🔗CDAP Developers’ Manual

  • Getting Started Developing: A quick, hands-on introduction to developing with CDAP, which guides you through installing the CDAP SDK, setting up your development environment, starting and stopping CDAP, and building and running example applications.
  • Overview: Covers the overall architecture and technology behind CDAP, including the abstraction of Data and Applications, CDAP modes and components, and the anatomy of a Big Data application.
  • Building Blocks: This section covers the two core abstractions in the Cask Data Application Platform: Data and Applications. Data abstractions include streams, datasets, and views. Application abstraction is accomplished using flows and flowlets, MapReduce, Spark, workers, workflows, schedules, and services. Details are provided on working with these abstractions to build Big Data applications.

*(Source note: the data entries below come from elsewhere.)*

PR #194, opened 2019-07-03
Changes for NLSolver change

kanav99:
Ref: JuliaDiffEq/DiffEqBase.jl#250

Let the tests pass first. I have some doubt too - Do SKenCarp need two copies of `linsolve` or `dz` or `jac_config`? Currently we are making two copies of these variables.

### DIFF
--- a/src/StochasticDiffEq.jl
+++ b/src/StochasticDiffEq.jl
@@ -39,13 +39,15 @@ module StochasticDiffEq
 
   using DiffEqBase: check_error!, is_diagonal_noise, @..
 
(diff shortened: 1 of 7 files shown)


ChrisRackauckas:
It shouldn't need two copies.

kanav99:
The `pr` test timed out but `push` passed. We need to split the tests even more. Should we merge this?

devmotion:
Maybe getting rid of the deprecations in DiffEqDevTools could speed up things a bit. But probably it should be adjusted at least for Appveyor.

ChrisRackauckas:
yeah devtools needs a tag I think.

PR #201, opened 2019-07-19
Fix gamma

ChrisRackauckas:


ChrisRackauckas:
@kanav99 is this correct? I forget whether you checked it.

PR #209, opened 2019-07-28
WIP Iterated Integrals

deeepeshthakur:
Implementation of Stochastic Iterated Integrals approximations from [SDELab](https://doi.org/10.1016/j.cam.2006.05.037)

### DIFF
--- a/src/caches/basic_method_caches.jl
+++ b/src/caches/basic_method_caches.jl
@@ -117,7 +117,7 @@ function alg_cache(alg::RKMilCommute,prob,u,ΔW,ΔZ,p,rate_prototype,noise_rate_
   RKMilCommuteCache(u,uprev,du1,du2,K,gtmp,L,WikJ,Dg,mil_correction,Kj,Dgj,tmp)
 end
 
-struct RKMil_GeneralConstantCache{Wiktype} <: StochasticDiffEqConstantCache
+struct RKMil_GeneralConstantCache{WikType} <: StochasticDiffEqConstantCache
   WikJ::WikType
 end
 
--- a/src/caches/basic_method_caches.jl
+++ b/src/caches/basic_method_caches.jl
@@ -135,15 +135,19 @@ end
 end
 
 function alg_cache(alg::RKMil_General,prob,u,ΔW,ΔZ,p,rate_prototype,noise_rate_prototype,uEltypeNoUnits,uBottomEltypeNoUnits,tTypeNoUnits,uprev,f,t,dt,::Type{Val{false}})
-  m = (typeof(ΔW) <: Number || is_diagonal_noise(prob))*1 + (alg.is_commutative)*2 + (!(typeof(ΔW) <: Number || is_diagonal_noise(prob) || alg.is_commutative))*3
-  WikJ = fill_WikJ(ΔW,Val(m),Val(false))
-  # if typeof(ΔW) <: Number || is_diagonal_noise(prob)
-  #   WikJ = WikJDiagonal_oop(ΔW,Val(1))
-  # elseif alg.is_commutative
-  #   WikJ = WikJCommute_oop(ΔW,Val(2))
-  # else
-  #   WikJ = WikJGeneral_oop(ΔW,Val(3))
-  # end
+  # m = (typeof(ΔW) <: Number || is_diagonal_noise(prob))*1 + (alg.is_commutative)*2 + (!(typeof(ΔW) <: Number || is_diagonal_noise(prob) || alg.is_commutative))*3
+  # WikJ = fill_WikJ(ΔW,Val(m),Val(false))
+
+  if typeof(ΔW) <: Number || is_diagonal_noise(prob)
+    # WikJ = WikJDiagonal_oop(ΔW)
+    WikJ = fill_WikJ(ΔW,Val(1),Val(false))
+  elseif alg.is_commutative
+    # WikJ = WikJCommute_oop(ΔW)
+    WikJ = fill_WikJ(ΔW,Val(2),Val(false))
+  else
+    # WikJ = WikJGeneral_oop(ΔW)
+    WikJ = fill_WikJ(ΔW,Val(3),Val(false))
+  end
   RKMil_GeneralConstantCache{typeof(WikJ)}(WikJ)
 end
 
@@ -155,15 +159,18 @@ function alg_cache(alg::RKMil_General,prob,u,ΔW,ΔZ,p,rate_prototype,noise_rate
   L = zero(noise_rate_prototype)
   mil_correction = zero(u)
   ggprime = zero(noise_rate_prototype)
-  m = (typeof(ΔW) <: Number || is_diagonal_noise(prob))*1 + (alg.is_commutative)*2 + (!(typeof(ΔW) <: Number || is_diagonal_noise(prob) || alg.is_commutative))*3
-  WikJ = fill_WikJ(ΔW,Val(m),Val(true))
-  #
-  # if typeof(ΔW) <: Number || is_diagonal_noise(prob)
-  #   WikJ = WikJDiagonal_iip(ΔW,Val(1))
-  # elseif alg.is_commutative
-  #   WikJ = WikJCommute_iip(ΔW,Val(2))
-  # else
-  #   WikJ = WikJGeneral_iip(ΔW,Val(3))
-  # end
+  # m = (typeof(ΔW) <: Number || is_diagonal_noise(prob))*1 + (alg.is_commutative)*2 + (!(typeof(ΔW) <: Number || is_diagonal_noise(prob) || alg.is_commutative))*3
+  # WikJ = fill_WikJ(ΔW,Val(m),Val(true))
+
+  if typeof(ΔW) <: Number || is_diagonal_noise(prob)
+    # WikJ = WikJDiagonal_iip(ΔW)
+    WikJ = fill_WikJ(ΔW,Val(1),Val(true))
+  elseif alg.is_commutative
+    # WikJ = WikJCommute_iip(ΔW)
+    WikJ = fill_WikJ(ΔW,Val(2),Val(true))
+  else
+    # WikJ = WikJGeneral_iip(ΔW)
+    WikJ = fill_WikJ(ΔW,Val(3),Val(true))
+  end
   RKMil_GeneralCache{typeof(u), typeof(rate_prototype), typeof(noise_rate_prototype), typeof(WikJ)}(u, uprev, tmp, du₁, du₂, K, L, mil_correction, ggprime, WikJ)
 end
--- a/src/caches/basic_method_caches.jl
+++ b/src/caches/basic_method_caches.jl
@@ -117,8 +117,8 @@ function alg_cache(alg::RKMilCommute,prob,u,ΔW,ΔZ,p,rate_prototype,noise_rate_
   RKMilCommuteCache(u,uprev,du1,du2,K,gtmp,L,WikJ,Dg,mil_correction,Kj,Dgj,tmp)
 end
 
-struct RKMil_GeneralConstantCache <: StochasticDiffEqConstantCache
-  m_seq::Array{Int}
+struct RKMil_GeneralConstantCache{Wiktype} <: StochasticDiffEqConstantCache
+  WikJ::WikType
 end
 
 @cache struct RKMil_GeneralCache{uType, rateType, rateNoiseType, WikType} <: StochasticDiffEqMutableCache
@@ -132,31 +132,17 @@ end
   mil_correction::uType
   ggprime::rateNoiseType
   WikJ::WikType
-  WikJ2::WikType
-  WikJ3::WikType
-  m_seq::Array{Int}
-  vec_ζ::Vector{eltype(rateNoiseType)}
-  vec_η::Vector{eltype(rateNoiseType)}
-  Gp1::Vector{eltype(rateNoiseType)}
-  Gp2::Vector{eltype(rateNoiseType)}
 end
 
 function alg_cache(alg::RKMil_General,prob,u,ΔW,ΔZ,p,rate_prototype,noise_rate_prototype,uEltypeNoUnits,uBottomEltypeNoUnits,tTypeNoUnits,uprev,f,t,dt,::Type{Val{false}})
-  if typeof(ΔW) <: Number || is_diagonal_noise(prob) || alg.is_commutative
-    m_seq = zeros(Int,length(ΔW))
+  if typeof(ΔW) <: Number || is_diagonal_noise(prob)
+    WikJ = fill_WikJDiagonal_oop(ΔW)
+  elseif alg.is_commutative
+    WikJ = fill_WikJCommute_oop(ΔW)
   else
-    M = length(ΔW) * (length(ΔW) - 1)/2
-    m_seq = Array{Int}(undef, M, 2)
-    k = 1
-    for i in 1:length(ΔW)
-      for j in i+1:length(ΔW)
-        m_seq[k,1] = i
-        m_seq[k,2] = j
-        k += 1
-      end
-    end
+    WikJ = fill_WikJGeneral_oop(ΔW)
   end
-  RKMil_GeneralConstantCache(m_seq)
+  RKMil_GeneralConstantCache{typeof(WikJ)}(WikJ)
 end
 
 function alg_cache(alg::RKMil_General,prob,u,ΔW,ΔZ,p,rate_prototype,noise_rate_prototype,uEltypeNoUnits,uBottomEltypeNoUnits,tTypeNoUnits,uprev,f,t,dt,::Type{Val{true}})
@@ -168,40 +154,11 @@ function alg_cache(alg::RKMil_General,prob,u,ΔW,ΔZ,p,rate_prototype,noise_rate
   mil_correction = zero(u)
   ggprime = zero(noise_rate_prototype)
   if typeof(ΔW) <: Number || is_diagonal_noise(prob)
-    WikJ = false .* ΔW .* ΔW
+    WikJ = fill_WikJDiagonal_iip(ΔW)
+  elseif alg.is_commutative
+    WikJ = fill_WikJCommute_iip(ΔW)
   else
-    WikJ = false .* vec(ΔW) .* vec(ΔW)'
+    WikJ = fill_WikJGeneral_iip(ΔW)
   end
-
-  #in case of diagonal noise and commutative noise
-  # WikJ2, WikJ3, vec_η, Gp1, Gp2 are dummied variables
-  if typeof(ΔW) <: Number || is_diagonal_noise(prob) || alg.is_commutative
-    m_seq = zeros(Int,length(ΔW))
-    WikJ2 = WikJ
-    WikJ3 = WikJ
-    vec_ζ = false .* vec(ΔW)
-    vec_η = vec_ζ
-    Gp1 = vec_ζ
-    Gp2 = vec_ζ
-  else
-    M = length(ΔW) * (length(ΔW) - 1)/2
-    m_seq = Array{Int}(undef, M, 2)
-    k = 1
-    for i in 1:length(ΔW)
-      for j in i+1:length(ΔW)
-        m_seq[k,1] = i
-        m_seq[k,2] = j
-        k += 1
-      end
-    end
-    WikJ2 = similar(WikJ)
-    WikJ3 = similar(WikJ)
-    vec_ζ = false .* vec(ΔW)
-    vec_η = similar(vec_ζ)
-    Gp1 = zeros(M)
-    Gp2 = similar(Gp1)
-  end
-
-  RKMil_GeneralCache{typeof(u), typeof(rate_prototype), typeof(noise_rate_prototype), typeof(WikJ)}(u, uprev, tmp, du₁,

  • Metadata: A CDAP capability that automatically captures metadata and lets you see how data is flowing into and out of datasets, streams, and stream views. Audit logging provides a chronological ledger containing evidence of operations or changes on CDAP entities.
  • Pipelines: A capability of CDAP that combines a user interface with back-end services to enable the building, deploying, and managing of data pipelines.
  • Security: CDAP supports securing clusters using perimeter security. Configuration and client authentication are covered in this section.
  • Testing and Debugging: CDAP has a test framework that developers can use with their applications plus tools and practices for debugging your application prior to deployment.
  • Ingesting Data: CDAP comes with a number of tools to make a developer’s life easier. These tools help with ingesting data into CDAP using Java, Python, and Ruby APIs, and include an Apache Flume Sink implementation.
  • Data Exploration: Data in CDAP can be explored without writing any code through the use of ad-hoc SQL-like queries. Exploration of streams and datasets, along with integration with business intelligence tools, are covered in this section.
  • Advanced Topics: Covers advanced topics on CDAP that will be of interest to developers who want a deeper dive into CDAP, including adding a custom logback to a CDAP application, suggested best practices for CDAP development, class loading in CDAP, and on configuring program resources and program retry policies of a CDAP application.